Ever have an experience in a group setting that just shifts everyone in it, and raises the collective vibration?  I don't believe this phenomena is exclusive to yoga, but since we are in the Dharma Kitchen, that's what we are talkin' about here. 

Yesterday, I took advantage of what feels like an increasingly rare ability to get to Sunday morning's class with Silver, which I fondly refer to as "yoga church," with my tongue only a bit in-cheek. She started off by saying that before we even walk into a building, our vibration enters first: such a cool thought. She then began to talk about how small children instantly raise the vibration of everyone they encounter with their joy, purity and innocence, an observation grounded in the reality of a family gathering she held at her house the day before. I knew this meant we were in for some play time, but what I didn't expect—and that's the best part—was the degree to which we would support each other, and how that shared vibration would give us all a happy buzz. This shouldn't have been such a surprise, but it was, probably because I really needed the reminder.

The first concentrated encounter with this sensation with a variation on pincha mayurasana, scorpion style. I got upside down and then once I was stable, one person supported the top of the feet (April) and another person (Jim) supported the sacral area, which enabled my spine to both extend and stabilize, simultaneously, so I could then bend my knees in an effort to try to touch my toes to the top of my head—the full expression of the pose. Once I let the knees drop, which was a scary sensation, I lifted my head up, pumped my chest back, and experienced a sense of elation I hadn't felt in months.

          Jess Dellmyer-Yusko, one of the amazing people I practice with regularly, in pincha scorpion.            

          Jess Dellmyer-Yusko, one of the amazing people I practice with regularly, in pincha scorpion.            

No amount of practicing a pincha scorpion with the feet pushing against and creeping down the wall could have yielded these results, because they were the fruit of collaboration and trust. There are magical, intuitive connections made among people who practice any kind of collaborative, physical activity together on a regular, dedicated basis. When two people you trust implicitly are helping to support your body and expand it into something new and transcendent, well, there really aren't many words for how that feels. Sometimes, the best thing about being upside down is that you just can't see what's going on exactly—you have to rely on how it feels.
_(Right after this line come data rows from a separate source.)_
PR #2680, opened 2025-04-11
companion: Use static id for _i in _systemInfo

postlund:
This change generates a random "rp identifier" that is included in _systemInfo sent by the Companion protocol. It's not really known what this identifier is, but it comes from rapportd/Rapport.framework and seems to be unique per device. So we generate a unique one per device and store it with settings.

Adjustments have been made so that if this identifier is missing in settings, a new identifier will be generated and saved automatically.

Relates to #2656

### DIFF
--- a/docs/api/pyatv.const.html
+++ b/docs/api/pyatv.const.html
@@ -950,19 +950,19 @@ is Apple TV Software (pre-tvOS).</p></section>
 <dl>
 <dt id="pyatv.const.TouchAction.Click"><code class="name">var <span class="ident">Click</span> = 5</code></dt>
 <dd>
-<section class="desc"><p>The type of the None singleton.</p></section>
+<section class="desc"></section>
 </dd>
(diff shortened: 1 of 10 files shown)


postlund:
@albaintor I added a new setting per device, `rp_id`, that contains a random identifier. It it is stored persistently. Can you verify if this works?

albaintor:
Hi @postlund ,

I just tested it and it works well so far
Thanks

Ghawken:
Hi,

Running this pull currently as well on one 18.4 AppleTV.

Seeing repeated connection lost. 

Works on restart - but then connection lost as logging here recurs.

(
[Log.zip](https://github.com/user-attachments/files/19722605/Log.zip)

Not completely sure its not my end - but thought would post logging info here for you)

Thanks again!

jeffjumper:
Could this be merged into a release? At the moment, every time there's a new Home Assistant release, I need to ssh into the HA docker instance to hand-edit the api.py file and change cafecafecafe to a random identifier or my log quickly fills up with connection errors.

People around me were excited; I sensed, based on how bent my knees were, that my feet were not terribly far from my head. We say in yoga it's not about the pose, and it's true. (The parsing of the anatomical particulars here are in effort to provide something visual for the non-practitioner who may be reading.) What this pose enabled me to feel in my body was pure exhilaration and freedom, and that's bigger and greater than whether or not my feet and head met or ever will meet. It's also fleeting, but that's another lesson in non-attachment. Smartly, Silver encouraged us to be happy and playful about what happened, but not to talk too much about it afterward, 'cause kids wouldn't do that, right?

Yet here I am, still talking about it, because sharing is important to me. We finished up class with our mats lined up, two by two, lying down head to head. I had Krissy on the other side, and we were guided through three successive urdvha dhanurasanas (also known as a full wheel), and the final one was the real kicker. Silver demonstrated what she was offering: walk our wheels in toward each other and give each other a high five. I couldn't imagine that I could do that; it takes tremendous strength and courage to lift a hand up off the ground when you are upside down and I have trouble moving around in this pose and articulating it in an advanced way. And looking at my friend upside down instantly made both of us laugh on the first two go-rounds. Could I keep it together and go with it? Guess what? I lifted up my left hand and high-fived her. It was the fastest high five on record, and it was exactly as Silver described it: you don't want to leave your friend hanging. 

We finished class in savasana with our crowns—and the rest of our bodies—beaming energetically at each other, collectively buzzing with the feeling of love, light and openness. Silver reminded us we are "light raisers," another way to describe light workers. I left the class so bright, I felt as though everyone I encountered would need sunglasses.

Before I left for class that morning, John, my child-at-heart husband, had suggested we drive to the beach and boardwalk so the kids could check out the rides in the off season. He had texted me while I was in class, and I wrote back with an emphatic "OK!" This would mean a 2 and a half hour ride in the car. One way. And leaving after yoga meant we didn't get there until after 1 o'clock, after pit stops for snacks and bathroom breaks. And boy, was it windy on the Ocean City boardwalk when we arrived, but the kids ran up and down the boardwalk with wild abandon and went on reduced-fare rides and ate pizza and salt water taffy and ice cream. "I'm fully aware of how ridiculous this is, that we'd be in the car longer than we'd be here. Thanks for going with me on this," says John.  How could I not? The Universe had lined up this day. I couldn't say no to such frivolity and fun. 

Ocean City, New Jersey. August 2014. Waiting for the light. 

Ocean City, New Jersey. August 2014. Waiting for the light. 

I woke up early several mornings in a row to see the sunrise last summer while on vacation in this same place, Ocean City. The beautiful predictability of the sunrise is not a small thing; its light is there every day, just like our own. We just don't always see it. But once we do, it catches the light in our midst, illuminating everything and everyone it touches.